The aim of the study is to evaluate the therapeutic efficacy of Hydrated Amniotic Membrane in promoting closure of refractory macular holes.

The Hydrated Amniotic Membrane has been used in some cases as an adjunct in the macular holes closure and as a substrate for cell growth and improvement of visual acuity. Hydrated Amniotic Membrane is supposed to promote epithelialization and have anti-fibrotic, anti-inflammatory properties.

In the present study, the patients who meet the inclusion criteria will be randomized and undergo pars plana vitrectomy surgery with peeling of the ILM and a fragment of the ILM itself or an amniotic membrane plug will be put in place.

The patients included in the study will undergo a complete eye examination, including corrected Visual Acuity measurement (BCVA), performing the Optical Coherence Tomography (OCT) and/or microperimetry, multifocal electroretinogram (mfERG) in the pre-operative. Patients will undergo surgery after complementary exams and adequate pre-anesthetic evaluation.

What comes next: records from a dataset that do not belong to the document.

PR #2993, opened 2025-05-22
File and directory entries API

captainbrosset:


captainbrosset:
> @captainbrosset do you have any commentary on the existing #2633 PR? In that one (and some linked BCD discussions) it seems like there are some real issues with the way the API is exposed in Chromium.

@ddbeck sorry, I had not seen that other PR before opening mine. Sorry about the duplicated work.

Looks like the interface names are indeed different in Chromium: dropping files on an `<input type=file>` leads to `FileEntry` objects in Chromium, whereas it creates `FileSystemFileEntry` objects in Firefox (I have not tested in Safari).

The spec disagrees with Chromium: https://wicg.github.io/entries-api/#api-fileentry but the Chromium names seem very old: https://groups.google.com/a/chromium.org/g/blink-dev/c/_6Euwqv366U and https://github.com/WICG/entries-api/issues/6.

The impression I'm getting is that this API is not in a great state of standardization and interoperability, and there has been little energy to fix this over the years.

On our end, I think we ought to have a feature in the repo for it anyway. And use whatever BCD keys are at our disposal at the moment. The reason is, whatever the interface name differences, one can still write code that works on both Chromium and Firefox:

```html
<!DOCTYPE html>

<label for="file-input">Select a file to upload</label>
<input type="file" id="file-input" multiple>

<script>
  const inputEl = document.getElementById('file-input');
  inputEl.addEventListener('change', function(event) {
    const entries = inputEl.webkitEntries;
    console.log(entries);
  });
</script>
```

ddbeck:
There are now three open PRs for file and directory entries:

- https://github.com/web-platform-dx/web-features/pull/2633 
- https://github.com/web-platform-dx/web-features/pull/2993 (this one)
- https://github.com/web-platform-dx/web-features/pull/3438

PR #2484, opened 2024-12-20
Fix typo in file name

szepeviktor:
Found this newest typo.

@ddbeck Please consider including `typos` in CI.

PR #2776, opened 2025-03-15
New single color stop gradients feature

captainbrosset:
See https://github.com/mdn/browser-compat-data/pull/26062. Gradient functions can now take a single color stop. Available in Firefox 136, and coming in other browsers.

Issue #1981, opened 2024-10-16
Spec is sometimes string, sometimes array


SachaG:
It seems like the `spec` field can either be a string or an array? Maybe that's on purpose, but I just wanted to point out that this can be a little inconvenient for typed APIs such as GraphQL. Could it be standardized to always be an array?

captainbrosset:
I agree that this is inconvenient. In the explorer, I've had to add some code to always make it an array: https://github.com/web-platform-dx/web-features-explorer/blob/main/.eleventy.js#L59-L64

SachaG:
Yeah that's also what I did for now.

ddbeck:
Two consumer complaints. To me, that sounds like justification enough to make it always an array.

For background, I think we did it mostly as a convenience to authors. Now that we have a build step anyway, there's no reason we can't make the type consistently `string[]` at build time.

I think, with the next breaking version, we ought to do this for all the `string | [string, string, ...string[]]` fields:

- `spec`
- `group`
- `snapshot`
- `caniuse`

SachaG:
I think `group` has the same issue?

jgraham:
FWIW I also ran into this and had to write a similar string-or-array-to-array helper, so I'm also in favour of this change. _Arguably_ it's non-breaking (I suppose someone might be relying on arrays always being length > 1 but it seems at least a little bit unlikley).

Patients will be evaluated on the 1st and 7th postoperative days and at 1, 3, and 6 months after surgery. The patient will undergo a complete eye examination and postoperative follow-up as described above, and during visits on the 1st and 7th day, and in the 1st, 3th and 6th month of the postoperative period, BCVA and OCT will be performed and/or the microperimetry, multifocal electroretinogram (mfERG) will be performed in the 1st, 3th and 6th postoperative month for evaluation and monitoring of anatomical and functional responses, respectively.

Eligibility

Inclusion Criteria:

1. idiopathic macular hole was defined as macular hole diameter (with no history of secondary macular hole) larger than 800μm in minimum linear diameter ;
2. Patients with an idiopathic macular hole submitted to pars plana vitrectomy with internal limiting membrane peeling treatment without closing it and macular hole diameter larger than 200μm.

        Patients who meet any of 1/2 and signed informed consent can be included. Note: if both
        eyes of the subject meet the inclusion criteria, the investigator decides which eye should
        be included.
        Exclusion Criteria:
          1. idiopathic macular hole diameter less than 800μm in minimum linear diameter;
          2. Macular hole caused by trauma and laser;
          3. Macular holes secondary to another vitreoretinal diseases;
          4. Macular hole of pathological myopia (axial length ≥26.0mm and diopter ≥6.00D，posterior
             scleral staphyloma，the atrophic choroid and retina with scleral exposure);
          5. Known to be allergic to amniotic membrane.
             Patients with any of the following eye diseases:
          6. Patients with other ocular disease (diabetic retinopathy, glaucoma, uveitis, ocular
             tumors, etc);
          7. Macular hole of other causes (secondary)；
          8. History of vitreoretinal surgery for a condition other than the idiopathic macular
             hole (retinal detachment, vitreous hemorrhage);
             Patients with any of the following eye conditions:
          9. Using systemic drugs that are toxic for the optic nerve or retina (chloroquine,
             hydroxychloroquine, tamoxifen, ethambutol, etc)；
         10. Patients with ocular surgery.